(Collection entries)

#####

PR #1253, opened 2021-04-06
Use certificate/v1 instead when kubernetes version is 1.19 onward

xiumozhan:
In Operator, we are watching CSRs using package certificates.k8s.io/v1beta1 which has been deprecated since v1.19 and will be unavailable since v1.22. For any cluster running K8S v1.19+, we need to use package certificates.k8s.io/v1 instead.

### DIFF
--- a/main.go
+++ b/main.go
@@ -213,8 +213,8 @@ func main() {
 
 	kubernetesVersion, err := common.GetKubernetesVersion(clientset)
 	if err != nil {
-		log.Error(err, fmt.Sprintf("Unable to resolve Kubernetes version"))
-		os.Exit(1)
+		log.Error(err, fmt.Sprintf("Unable to resolve Kubernetes version, defaulting to v1.18"))
+		kubernetesVersion = &common.VersionInfo{Major: 1, Minor: 18}
 	}
 
 	options := options.AddOptions{
--- a/main.go
+++ b/main.go
@@ -42,6 +42,7 @@ import (
 	"github.com/tigera/operator/controllers"
 	"github.com/tigera/operator/pkg/apis"
 	"github.com/tigera/operator/pkg/awssgsetup"
+	"github.com/tigera/operator/pkg/common"
 	"github.com/tigera/operator/pkg/components"
 	"github.com/tigera/operator/pkg/controller/options"
 	"github.com/tigera/operator/pkg/controller/utils"
@@ -210,11 +211,18 @@ func main() {
 		log.Error(err, fmt.Sprintf("Couldn't find the cluster domain from the resolv.conf, defaulting to %s", clusterDomain))
 	}
 
+	kubernetesVersion, err := common.GetKubernetesVersion(clientset)
+	if err != nil {
+		log.Error(err, fmt.Sprintf("Unable to resolve Kubernetes version"))
+		os.Exit(1)
+	}
+
 	options := options.AddOptions{
 		DetectedProvider:    provider,
 		EnterpriseCRDExists: enterpriseCRDExists,
 		AmazonCRDExists:     amazonCRDExists,
 		ClusterDomain:       clusterDomain,
+		KubernetesVersion:   kubernetesVersion,
 	}
 
 	err = controllers.AddToManager(mgr, options)
--- a/pkg/common/common.go
+++ b/pkg/common/common.go
@@ -28,10 +28,3 @@ const (
 	// ExportLogsFeature to 3rd party systems feature name
 	ExportLogsFeature = "export-logs"
 )
-
-// VersionInfo contains information about the version of Kubernetes API the cluster is using
-// Major and Minor fields map to the v<Major>.<Minor>+ part of the version string
-type VersionInfo struct {
-	Major int
-	Minor int
-}
--- a/pkg/common/common.go
+++ b/pkg/common/common.go
@@ -29,6 +29,8 @@ const (
 	ExportLogsFeature = "export-logs"
 )
 
+// VersionInfo contains information about the version of Kubernetes API the cluster is using
+// Major and Minor fields map to the v<Major>.<Minor>+ part of the version string
 type VersionInfo struct {
 	Major int
 	Minor int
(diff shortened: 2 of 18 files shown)


pkg/common/common.go
```diff
@@ -28,3 +28,8 @@ const (
 	// ExportLogsFeature to 3rd party systems feature name
 	ExportLogsFeature = "export-logs"
 )
+
+type VersionInfo struct {
```
rene-dekker, line 32: Please add a comment with a succinct description to every exported type.

pkg/common/kubernetes_version.go
```diff
@@ -0,0 +1,45 @@
...
+package common
+
+import (
+	"fmt"
+	"k8s.io/client-go/kubernetes"
+	"strconv"
+	"strings"
+)
+
+func GetKubernetesVersion(clientset kubernetes.Interface) (*VersionInfo, error) {
```
rene-dekker, line 24: I think that we could change the return type from *VersionInfo -> *version.Info. Thiis is the type returned by the ServerVersion() call. However, please keep the checks that the minor and major are actually present in the response.

pkg/controller/status/status.go
```diff
@@ -17,6 +17,7 @@ package status
 import (
 	"context"
 	"fmt"
+	"github.com/tigera/operator/pkg/common"
```
rene-dekker, line 20: Please organize imports.

pkg/controller/status/status_test.go
```diff
@@ -16,27 +16,31 @@ package status
 
 import (
 	"context"
-
```
rene-dekker, line 19: Please revert.

pkg/controller/status/status.go
```diff
@@ -670,8 +674,44 @@ func (m *statusManager) degradedReason() string {
...
+		return hasPendingCSRUsingCertV1(ctx, m.client, labelMap)
+	}
+	return hasPendingCSRUsingCertV1beta1(ctx, m.client, labelMap)
+}
+
+func hasPendingCSRUsingCertV1(ctx context.Context, cli client.Client, labelMap map[string]string) (bool, error) {
+	csrs := &certV1.CertificateSigningRequestList{}
+	selector := labels.SelectorFromSet(labelMap)
+	err := cli.List(ctx, csrs, &client.ListOptions{LabelSelector: selector})
+	if err != nil {
```
rene-dekker, line 688: From this point onwards the code is duplicate from the other func if you consider that constant `certV1beta1.CertificateApproved` == `certV1.CertificateApproved`. I think you can turn the two funcs into one  if you add a bool param for `useV1Api` or something like that.

xiumozhan: But this `csr` is package-specific, so are `csr.Status`, `csr.Status.Conditions` and `condition.Type`. Unless we define a common interface for both `v1.CertificateSigningRequest` and `v1beta1.CertificateSigningRequest`, combining them into one function will make the code very ugly.

pkg/common/kubernetes_version.go
xiumozhan: `version.Info` has a lot of other fields whereas at this point we only care about `Major` and `Minor`. Besides those fields are of string type which means every time we want to use `Major` and `Minor`, we need to convert them to integers another time.

rene-dekker: Fair enough.

rene-dekker (approved):
lgtm

pkg/common/kubernetes_version.go
```diff
@@ -0,0 +1,45 @@
...
+	minor, err := strconv.Atoi(strings.TrimSuffix(v.Minor, "+"))
+	if err != nil {
+		return nil, fmt.Errorf("failed to parse k8s minor version: %s", v.Minor)
+	}
+
+	return &VersionInfo{
+		Major: major,
+		Minor: minor,
+	}, nil
+}
```
tmjd, line 45: I think we should add functions to the VersionInfo struct for checking if something is available with a specific version.
Like we should add a `ProvidesCertificateV1API`

main.go
```diff
@@ -210,11 +211,18 @@ func main() {
 		log.Error(err, fmt.Sprintf("Couldn't find the cluster domain from the resolv.conf, defaulting to %s", clusterDomain))
 	}
 
+	kubernetesVersion, err := common.GetKubernetesVersion(clientset)
+	if err != nil {
+		log.Error(err, fmt.Sprintf("Unable to resolve Kubernetes version"))
+		os.Exit(1)
```
tmjd, line 217: I'm a little leery of exiting on this failure. Did you consider logging and continuing?
I'm not sure if I would suggest defaulting to v1.19 or v1.18. I think v1.18 is probably the safer option.

tmjd (commented):
A couple comments.

pkg/controller/status/status.go
```diff
@@ -670,8 +674,44 @@ func (m *statusManager) degradedReason() string {
 	return strings.Join(reasons, "; ")
 }
 
-func hasPendingCSR(ctx context.Context, cli client.Client, labelMap map[string]string) (bool, error) {
-	csrs := &v1beta1.CertificateSigningRequestList{}
+func hasPendingCSR(ctx context.Context, m *statusManager, labelMap map[string]string) (bool, error) {
+	if m.kubernetesVersion.Major > 1 || (m.kubernetesVersion.Major == 1 && m.kubernetesVersion.Minor >= 19) {
+		return hasPendingCSRUsingCertV1(ctx, m.client, labelMap)
+	}
+	return hasPendingCSRUsingCertV1beta1(ctx, m.client, labelMap)
```
caseydavenport, line 681: We should have a comment here explaining that we can remove this code once we stop supporting v1.18, so that future developers know when this can / cannot be removed.

main.go
tmjd: To be more specific. I think if this errors we should not fail and exit but instead log and default to v1.18.

tmjd (approved):
LGTM

tmjd:
These commits should be squashed before or when merging.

#####

--- Try it ---
Word for word, quote all of the data above.

--- Solution to this exercise ---
PR #1253, opened 2021-04-06
Use certificate/v1 instead when kubernetes version is 1.19 onward

xiumozhan:
In Operator, we are watching CSRs using package certificates.k8s.io/v1beta1 which has been deprecated since v1.19 and will be unavailable since v1.22. For any cluster running K8S v1.19+, we need to use package certificates.k8s.io/v1 instead.

### DIFF
--- a/main.go
+++ b/main.go
@@ -213,8 +213,8 @@ func main() {
 
 	kubernetesVersion, err := common.GetKubernetesVersion(clientset)
 	if err != nil {
-		log.Error(err, fmt.Sprintf("Unable to resolve Kubernetes version"))
-		os.Exit(1)
+		log.Error(err, fmt.Sprintf("Unable to resolve Kubernetes version, defaulting to v1.18"))
+		kubernetesVersion = &common.VersionInfo{Major: 1, Minor: 18}
 	}
 
 	options := options.AddOptions{
--- a/main.go
+++ b/main.go
@@ -42,6 +42,7 @@ import (
 	"github.com/tigera/operator/controllers"
 	"github.com/tigera/operator/pkg/apis"
 	"github.com/tigera/operator/pkg/awssgsetup"
+	"github.com/tigera/operator/pkg/common"
 	"github.com/tigera/operator/pkg/components"
 	"github.com/tigera/operator/pkg/controller/options"
 	"github.com/tigera/operator/pkg/controller/utils"
@@ -210,11 +211,18 @@ func main() {
 		log.Error(err, fmt.Sprintf("Couldn't find the cluster domain from the resolv.conf, defaulting to %s", clusterDomain))
 	}
 
+	kubernetesVersion, err := common.GetKubernetesVersion(clientset)
+	if err != nil {
+		log.Error(err, fmt.Sprintf("Unable to resolve Kubernetes version"))
+		os.Exit(1)
+	}
+
 	options := options.AddOptions{
 		DetectedProvider:    provider,
 		EnterpriseCRDExists: enterpriseCRDExists,
 		AmazonCRDExists:     amazonCRDExists,
 		ClusterDomain:       clusterDomain,
+		KubernetesVersion:   kubernetesVersion,
 	}
 
 	err = controllers.AddToManager(mgr, options)
--- a/pkg/common/common.go
+++ b/pkg/common/common.go
@@ -28,10 +28,3 @@ const (
 	// ExportLogsFeature to 3rd party systems feature name
 	ExportLogsFeature = "export-logs"
 )
-
-// VersionInfo contains information about the version of Kubernetes API the cluster is using
-// Major and Minor fields map to the v<Major>.<Minor>+ part of the version string
-type VersionInfo struct {
-	Major int
-	Minor int
-}
--- a/pkg/common/common.go
+++ b/pkg/common/common.go
@@ -29,6 +29,8 @@ const (
 	ExportLogsFeature = "export-logs"
 )
 
+// VersionInfo contains information about the version of Kubernetes API the cluster is using
+// Major and Minor fields map to the v<Major>.<Minor>+ part of the version string
 type VersionInfo struct {
 	Major int
 	Minor int
(diff shortened: 2 of 18 files shown)


pkg/common/common.go
```diff
@@ -28,3 +28,8 @@ const (
 	// ExportLogsFeature to 3rd party systems feature name
 	ExportLogsFeature = "export-logs"
 )
+
+type VersionInfo struct {
```
rene-dekker, line 32: Please add a comment with a succinct description to every exported type.

pkg/common/kubernetes_version.go
```diff
@@ -0,0 +1,45 @@
...
+package common
+
+import (
+	"fmt"
+	"k8s.io/client-go/kubernetes"
+	"strconv"
+	"strings"
+)
+
+func GetKubernetesVersion(clientset kubernetes.Interface) (*VersionInfo, error) {
```
rene-dekker, line 24: I think that we could change the return type from *VersionInfo -> *version.Info. Thiis is the type returned by the ServerVersion() call. However, please keep the checks that the minor and major are actually present in the response.

pkg/controller/status/status.go
```diff
@@ -17,6 +17,7 @@ package status
 import (
 	"context"
 	"fmt"
+	"github.com/tigera/operator/pkg/common"
```
rene-dekker, line 20: Please organize imports.

pkg/controller/status/status_test.go
```diff
@@ -16,27 +16,31 @@ package status
 
 import (
 	"context"
-
```
rene-dekker, line 19: Please revert.

pkg/controller/status/status.go
```diff
@@ -670,8 +674,44 @@ func (m *statusManager) degradedReason() string {
...
+		return hasPendingCSRUsingCertV1(ctx, m.client, labelMap)
+	}
+	return hasPendingCSRUsingCertV1beta1(ctx, m.client, labelMap)
+}
+
+func hasPendingCSRUsingCertV1(ctx context.Context, cli client.Client, labelMap map[string]string) (bool, error) {
+	csrs := &certV1.CertificateSigningRequestList{}
+	selector := labels.SelectorFromSet(labelMap)
+	err := cli.List(ctx, csrs, &client.ListOptions{LabelSelector: selector})
+	if err != nil {
```
rene-dekker, line 688: From this point onwards the code is duplicate from the other func if you consider that constant `certV1beta1.CertificateApproved` == `certV1.CertificateApproved`. I think you can turn the two funcs into one  if you add a bool param for `useV1Api` or something like that.

xiumozhan: But this `csr` is package-specific, so are `csr.Status`, `csr.Status.Conditions` and `condition.Type`. Unless we define a common interface for both `v1.CertificateSigningRequest` and `v1beta1.CertificateSigningRequest`, combining them into one function will make the code very ugly.

pkg/common/kubernetes_version.go
xiumozhan: `version.Info` has a lot of other fields whereas at this point we only care about `Major` and `Minor`. Besides those fields are of string type which means every time we want to use `Major` and `Minor`, we need to convert them to integers another time.

rene-dekker: Fair enough.

rene-dekker (approved):
lgtm

pkg/common/kubernetes_version.go
```diff
@@ -0,0 +1,45 @@
...
+	minor, err := strconv.Atoi(strings.TrimSuffix(v.Minor, "+"))
+	if err != nil {
+		return nil, fmt.Errorf("failed to parse k8s minor version: %s", v.Minor)
+	}
+
+	return &VersionInfo{
+		Major: major,
+		Minor: minor,
+	}, nil
+}
```
tmjd, line 45: I think we should add functions to the VersionInfo struct for checking if something is available with a specific version.
Like we should add a `ProvidesCertificateV1API`

main.go
```diff
@@ -210,11 +211,18 @@ func main() {
 		log.Error(err, fmt.Sprintf("Couldn't find the cluster domain from the resolv.conf, defaulting to %s", clusterDomain))
 	}
 
+	kubernetesVersion, err := common.GetKubernetesVersion(clientset)
+	if err != nil {
+		log.Error(err, fmt.Sprintf("Unable to resolve Kubernetes version"))
+		os.Exit(1)
```
tmjd, line 217: I'm a little leery of exiting on this failure. Did you consider logging and continuing?
I'm not sure if I would suggest defaulting to v1.19 or v1.18. I think v1.18 is probably the safer option.

tmjd (commented):
A couple comments.

pkg/controller/status/status.go
```diff
@@ -670,8 +674,44 @@ func (m *statusManager) degradedReason() string {
 	return strings.Join(reasons, "; ")
 }
 
-func hasPendingCSR(ctx context.Context, cli client.Client, labelMap map[string]string) (bool, error) {
-	csrs := &v1beta1.CertificateSigningRequestList{}
+func hasPendingCSR(ctx context.Context, m *statusManager, labelMap map[string]string) (bool, error) {
+	if m.kubernetesVersion.Major > 1 || (m.kubernetesVersion.Major == 1 && m.kubernetesVersion.Minor >= 19) {
+		return hasPendingCSRUsingCertV1(ctx, m.client, labelMap)
+	}
+	return hasPendingCSRUsingCertV1beta1(ctx, m.client, labelMap)
```
caseydavenport, line 681: We should have a comment here explaining that we can remove this code once we stop supporting v1.18, so that future developers know when this can / cannot be removed.

main.go
tmjd: To be more specific. I think if this errors we should not fail and exit but instead log and default to v1.18.

tmjd (approved):
LGTM

tmjd:
These commits should be squashed before or when merging.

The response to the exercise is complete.